Issue #2814, opened 2026-06-03
Converge the per-app TLS series onto the ca.crt-only consume contract


lexfrei:
## Status

Done. Verified against `main` @ `8a6fe02ee`, 2026-09-17: all nine engines in scope hand the tenant a key-free CA, eight through the sentinel and kafka through Strimzi's own Secrets. The last conversion, opensearch (#2682), merged on 2026-09-11. What follows is the record of the contract and of how each engine met it.

## Context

* _WORK REQUIRED_:
Could you copy out all the material word for word?

* _SOLUTION TO THE EXERCISE_:
Issue #2814, opened 2026-06-03
Converge the per-app TLS series onto the ca.crt-only consume contract


lexfrei:
## Status

Done. Verified against `main` @ `8a6fe02ee`, 2026-09-17: all nine engines in scope hand the tenant a key-free CA, eight through the sentinel and kafka through Strimzi's own Secrets. The last conversion, opensearch (#2682), merged on 2026-09-11. What follows is the record of the contract and of how each engine met it.

## Context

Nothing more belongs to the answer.